Extracted records START

PR #3352, opened 2025-04-13
[apiserver] Remove unused code in apiserver error utils

dentiny:

**Update:**
Suggested by https://github.com/ray-project/kuberay/pull/3352#discussion_r2041273493, I remove unused code in the file.
I didn't do anything to `UserError` because all util functions seem intentionally implemented that way.

This is the linter complaint.
```sh
pkg/util/error.go:103:15: G115: integer overflow conversion int -> uint32 (gosec)
                                codes.Code(apiError.Code))
                                          ^
```
Linter complains because grpc code takes a uint32, while apiError.Code is a signed integer value;

A deeper look into both source code, openapi package is made for HTTP request, and API status code coming from:
https://github.com/go-openapi/runtime/blob/2bd21c899d267cc8aa9d49cefc5ad0e77de56da5/client_response.go#L77-L99
with code value representing http status code.

Here we're using grpc code, **so it's actually a bug**!
We need a function to map from http status code to grpc code.
The status translation from tensorflow gcs filesystem: https://github.com/tensorflow/tensorflow/blob/6f5ef47b4316ef0cb10d711d8de8903b3d6a28cd/third_party/xla/xla/tsl/platform/cloud/curl_http_request.cc#L469-L539.

## Checks

- Testing Strategy
  - [X] Unit tests
  - [ ] Manual tests

### DIFF
--- a/apiserver/pkg/util/error.go
+++ b/apiserver/pkg/util/error.go
@@ -89,20 +89,84 @@ func NewUserErrorWithSingleMessage(err error, message string) *UserError {
 	return NewUserError(err, message, message)
 }
 
+// Util function to convert HTTP status code to gRPC status code.
+func convertHttpStatusToUserError(httpStatusCode int) codes.Code {
+	switch httpStatusCode {
+	// Success and redirect responses
+	case 200, // OK
+		201, // Created
+		204, // No Content
+		206, // Partial Content
+		302, // Found
+		307, // Temporary Redirect
+		308: // Permanent Redirect
+		return codes.OK
+
+	// OUT_OF_RANGE indicates requested range is out of scope.
+	case 416: // Requested Range Not Satisfiable
+		return codes.OutOfRange
+
+	// INVALID_ARGUMENT indicates a problem with how the request is constructed.
+	case 400, // Bad Request
+		411, // Length Required
+		413: // Payload Too Large
+		return codes.InvalidArgument
+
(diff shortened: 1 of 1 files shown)


dentiny:
The failed test doesn't look related to my change. :(

apiserver/pkg/util/error.go
```diff
@@ -89,20 +89,84 @@ func NewUserErrorWithSingleMessage(err error, message string) *UserError {
...
+	// Unknown or all other errors
+	case 502: // Bad Gateway
+	default:
+		return codes.Unknown
+	}
+
+	return codes.Unknown
+}
+
 func NewUserError(err error, internalMessage string, externalMessage string) *UserError {
```
rueian, line 162: I found that the `NewUserError` function and `runtime.APIError` are not used anywhere. Can we just delete them?

dentiny: Thanks! That makes sense. I also found quite a few error related code is not used in the repo, clean them also.

kevin85421 (approved):
Removing unused code makes sense to me, but I don't know why this PR is related to "Linter complains because grpc code takes a uint32, while apiError.Code is a signed integer value;"

dentiny:
> Removing unused code makes sense to me, but I don't know why this PR is related to "Linter complains because grpc code takes a uint32, while apiError.Code is a signed integer value;"

We found unused code due to linter complaint :)

PR #3357, opened 2025-04-13
Add dependabot.yml for enabling "Dependabot version updates"

### LINKED ISSUE #3283: Consider using dependabot
I would suggest to use dependabot to make sure the dependencies are bumped regularly. We've been using this in Kueue for a while (like a year) and it is very useful.

The benefit for the ecosystem is that Kueue is using Ray as a dependency, and so sometimes we hit issues with upgrading Ray libraries due to version conflict for the transitive dependencies. 

For example, it took a significant effort to do the delayed upgrade of kube dependencies from 0.30 to 0.32, see details: https://github.com/ray-project/kuberay/pull/3004. Maybe using dependabot would help to raise awareness of the complication earlier.

kenmcheng:
dependabot.yml is added for enabling "Dependabot version updates".
It currently defines when and where Go dependencies are checked.

Bumping PRs were submitted by Dependabot after adding dependabot.yml

Screenshot 2025-04-14 012615

link: https://github.com/kenmcheng/kuberay/pull/13

## Related issue number
Close #3283

## Checks

- Testing Strategy
  - [ ] Unit tests
  - [ ] Manual tests

This PR is tested through my fork.

## References
[Configuring Dependabot version updates](https://docs.github.com/en/code-security/dependabot/dependabot-version-updates/configuring-dependabot-version-updates)
[Dependabot options reference](https://docs.github.com/en/code-security/dependabot/working-with-dependabot/dependabot-options-reference)


kevin85421:
cc @mimowo is this the same as your expectation? Thanks!

mimowo:
> cc @mimowo is this the same as your expectation? Thanks!

This looks well, for the needs of Kueue only /rayoperator is our dependency. 

Let's consider other parts in [Kueue](https://github.com/kubernetes-sigs/kueue/blob/5a4778a1edf94a7c945fa99a592d055f44d92aa0/.github/dependabot.yml#L12-L23)) config:

This seems not needed in Ray as you don't seem to make use of the labels:
```yaml
    labels:
      - "ok-to-test"
      - "release-note-none"
```

This is very useful, and I would recommend using. Otherwise you need to approve something like 10PRs just for a single update.
```yaml
    groups:
      kubernetes:
        patterns:
          - "k8s.io/*"
```

Actually, this is a call to Ray maintainers. Don't add it if you want to be always reminded about the next "minor" version, such as 1.33.0. However, we ignore "minor" updates in Kueue as we anyway closely monitor the K8s release cycle, and sometimes we defer an update to 1.x.1 to await for the first bugfix patch. I would say you can start without it.
```yaml
    ignore:
      # Ignore major and minor versions for dependencies updates
      # Allow patches and security updates.
      - dependency-name: k8s.io/*
        update-types: ["version-update:semver-major", "version-update:semver-minor"]
```

kenmcheng:
@mimowo thannks for your comment. I will make a quick update regarding yourt suggestion. (adding the groups section to reduce unnecessary duplicate approvals)

also, @kevin85421 should we add labels which will apply to PRs submitted by Dependabot?

kevin85421:
> also, @kevin85421 should we add labels which will apply to PRs submitted by Dependabot?
> 
> > ```yaml
> >     labels:
> >       - "ok-to-test"
> >       - "release-note-none"
> > ```

I believe that PRs from Dependabot will automatically run all CI tests, so we don’t need to add the `ok-to-test` label. As for `release-note-none`, I assume it is used by a Kubernetes-related release tool; however, KubeRay’s release note generation doesn’t utilize this label.

kenmcheng:
> I believe that PRs from Dependabot will automatically run all CI tests, so we don’t need to add the `ok-to-test` label. As for `release-note-none`, I assume it is used by a Kubernetes-related release tool; however, KubeRay’s release note generation doesn’t utilize this label.

It's not necessarily the two labels. By default, "dependencies" and "go" will be tagged to PRs (see the screenshot from my test). I'll leave the section blank for now. Feel free to ask me to add more meaningful labels if needed.


> Screenshot 2025-04-14 012615

mimowo (commented):
lgtm

kevin85421 (approved):
Thanks!

PR #3409, opened 2025-04-17
Bump security proxy golang version to 1.23.6

ChenYi015:

The golang version used in `experimental/Dockerfile` is `1.23.6`, which is different from `1.20` used in `experimental/go.mod`. Bump the golang version to `1.23.6` to keep them consistent.

## Checks

- Testing Strategy
  - [x] Unit tests
  - [ ] Manual tests

### DIFF
--- a/experimental/Makefile
+++ b/experimental/Makefile
@@ -57,7 +57,7 @@ fumpt: gofumpt ## Run gofmtumpt against code.
 
 .PHONY: lint
 lint: golangci-lint fmt vet fumpt ## Run the linter.
-	$(GOLANGCI_LINT) run  --timeout=3m --no-config
+	$(GOLANGCI_LINT) run --timeout=3m --no-config
 
 build: fmt vet fumpt lint ## Build api server binary.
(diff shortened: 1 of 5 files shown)


kevin85421 (commented):
I guess this experimental component may not be running in CI and we may deprecate it. Would you mind checking whether it can still work with this update?

experimental/Makefile
```diff
@@ -85,7 +85,7 @@ GOBINDATA ?= $(REPO_ROOT_BIN)/go-bindata
 ## Tool Versions
 GOFUMPT_VERSION ?= v0.3.1
 GOIMPORTS_VERSION ?= v0.14.0
-GOLANGCI_LINT_VERSION ?= v1.54.1
```
kevin85421, line 88: can you use the version that other component use to keep consistency?

ChenYi015:
Close this PR for the issue has already been fixed by #3416. The golang version has been bumped to 1.23 and the golangci-lint will not report errors after upgrading to `1.64.8`.

PR #3412, opened 2025-04-17
[CI][HELM] Use chart-testing to install Helm charts

### LINKED ISSUE #3413: [Feature][CI] Use chart-testing to install the Helm charts
### Search before asking

### Description

Use chart-testing to install the Helm charts to check whether the Helm charts can be installed successfully on a kind cluster.

### Use case

GitHub CI workflow

### Related issues

_No response_

ChenYi015:

Use chart-testing (ct) install command to check whether the Helm charts can be installed successfully.

## Related issue number

Close #3413 

## Checks

- Testing Strategy
  - [x] Unit tests
  - [ ] Manual tests


ChenYi015:
@kevin85421 PTAL when you have time.

kevin85421:
cc @MortalHappiness would you mind taking a look? Thanks!

.github/workflows/helm.yaml
```diff
@@ -0,0 +1,138 @@
...
+
+      - name: Load image to kind cluster (kuberay-apiserver)
+        if: steps.list-changed.outputs.changed == 'true' && matrix.chart == 'kuberay-apiserver'
+        run: |
+          kind load docker-image kuberay/apiserver:local
+
+      - name: Load image to kind cluster (security-proxy)
+        if: steps.list-changed.outputs.changed == 'true' && matrix.chart == 'kuberay-apiserver'
+        run: |
+          kind load docker-image kuberay/security-proxy:local
```
MortalHappiness, line 124: Wondering if we want to test local build images or the production image on `quay.io`. This tool is used to test whether the Helm chart can be installed or not, right? So shouldn't we test the production image repo since most users won't build a KubeRay image themselves?

MortalHappiness (commented):
Generally LGTM. Only a small question.

.github/workflows/helm.yaml
ChenYi015: Since this workflow runs on both `master` and `release-*` branch, I am afraid that we cannot use the production image for all branches. For example, if there are possible breaking changes on the master branch in the future, it may fail the workflow triggered by release branch.

MortalHappiness: cc @kevin85421 Do we only want to test production images or local build images? By the way, as far as I know, the CI config for GitHub Actions is branch-specific, meaning each branch relies on the config defined in that branch. So if the config in the master branch is changed, the release branch will not be affected unless we cherry-pick the changes into it.

kevin85421: For per-commit CI tests, we should test the local build images. Testing with the production image is a one-off test and doesn't need to run per-commit. We can add a release test to cover it. Does this make sense to you?

MortalHappiness (approved):

kevin85421 (approved):

PR #3420, opened 2025-04-17
Update values.yaml - add missing default labels

metasyn:

* This documents that this is a valid key in the chart
* It is used here: https://github.com/ray-project/kuberay/blob/master/helm-chart/kuberay-apiserver/templates/deployment.yaml#L6-L9

## Checks

- Testing Strategy
  - [ ] Unit tests
  - [ ] Manual tests

### DIFF
--- a/helm-chart/kuberay-apiserver/values.yaml
+++ b/helm-chart/kuberay-apiserver/values.yaml
@@ -4,6 +4,8 @@
 
 replicaCount: 1
 
+labels: {}
+
 name: "kuberay-apiserver"
 image:
   repository: quay.io/kuberay/apiserver


dentiny:
> It is used here: https://github.com/ray-project/kuberay/blob/master/helm-chart/kuberay-apiserver/templates/deployment.yaml#L6-L9

Curious does it fail a unit test? If not, does it mean we lack certain unit test and could you please help add it?

dentiny:
I think there's conflict with main branch, could you please rebase?

ChenYi015:
I think this can be closed for the missing `labels` and corresponding unit test has been added it #3361.

metasyn:
Thanks @ChenYi015 !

Extracted records END

What to work on
Among the lines above, list those that contain the word "experimental".

Answer section
The golang version used in `experimental/Dockerfile` is `1.23.6`, which is different from `1.20` used in `experimental/go.mod`. Bump the golang version to `1.23.6` to keep them consistent.
--- a/experimental/Makefile
+++ b/experimental/Makefile
I guess this experimental component may not be running in CI and we may deprecate it. Would you mind checking whether it can still work with this update?
experimental/Makefile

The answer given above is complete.